# Palais de Danse (Sosho), Leicester - May 2014



## Goldie87 (Jun 2, 2014)

This building originally started life around the 1930's as the Palais de Danse, a well known Leicester dance hall. Once known for being quite a classy place, by the 1970's nights there often ended in violence. It was renamed Studio One and had a major refurbishment in 1985, wrecking the original interiors of the building. Since that time it has changed names often, later becoming Life then more recently Sosho. Seems to have closed down late last year, and some stripping appears to have taken place at some point.
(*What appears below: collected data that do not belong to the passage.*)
PR #4375, opened 2018-09-25
Add Missing languages label

easteregg:


src/templates/static/about/index.jsx
```diff
@@ -128,7 +128,7 @@ const Index = () => (
                         </Box>
                         <Box>
                             <BoxInner className='border-right-bottom gr-padding-30' image='license' text={it.L('Licensed and regulated in Malta, the United Kingdom, the Isle of Man, and Ireland')} />
-                            <BoxInner className='gr-padding-30' image='languages' text={it.L('Published in English, Indonesian, Chinese, Polish, German, French, Spanish, Portuguese, Russian, and Thai')} />
+                            <BoxInner className='gr-padding-30' image='languages' text={it.L('Published in English, Indonesian, Chinese, Polish, German, French, Spanish, Portuguese, Russian, Italian, Vietnamese and Thai')} />
```
negarn: can we change the order to follow the same order as the drop-down? (it should be alphabetical) then it will be also easier to see what is missing in the future

PR #4391, opened 2018-09-27
negar/fix_acc_transfer_decimals

negarn:
fix decimal places allowed and min withdrawal amount for dai & tether


jy-binary:
please check conflicts

PR #4393, opened 2018-09-27
ruskakimov/remove_browser_support_page

ruskakimov:


scripts/sitemap.js
```diff
@@ -35,7 +35,6 @@ const urls = [
     ['regulation',                         'monthly', 0.80, 'id'],
     ['responsible-trading',                'monthly', 0.80],
     ['terms-and-conditions',               'monthly', 0.80],
-    // ['user/browser-support',               'monthly', 0.80],
```
negarn: if we're deleting it then please remove it rather than commenting. if we might return it, then we should comment the line in pages.js as well

PR #4404, opened 2018-10-01
[new-app] kelly/fix_incorrect_endtime_bought

kellybinary:
- use server_time if selected start time is 'now'


src/javascript/app_2/Stores/Modules/Trading/trade_store.js
```diff
@@ -259,6 +259,7 @@ export default class TradeStore extends BaseStore {
 
     @action.bound
     requestProposal() {
+        this.server_time = this.root_store.common.server_time; // pass server_time from common_store
```
binary-hamedanchi: This causes updating `this.server_time` _only_ when `requestProposal()` being called. Better to access it directly where needed.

Visited with jacquesj and had a revisit with Mr Sam


----------



## krela (Jun 2, 2014)

Looks like a classy place.


----------



## UrbanX (Jun 2, 2014)

Awesome shots, looking like this place has been busy recently!  
Great set, cheers for sharing!


----------



## DirtyJigsaw (Jun 2, 2014)

I like the changin rooms coloured shot! Thanks for sharing mate. Shame the rest of the explores you had lined up didnt go to plan


----------



## Onmyown (Jun 2, 2014)

Some nice history there, love the first shot, thanks.


----------



## Goldie87 (Jun 5, 2014)

DirtyJigsaw said:


> I like the changin rooms coloured shot! Thanks for sharing mate. Shame the rest of the explores you had lined up didnt go to plan



Yeah was a bit of a bugger that, this was from earlier in the week! Did do some other more local stuff in the end though


----------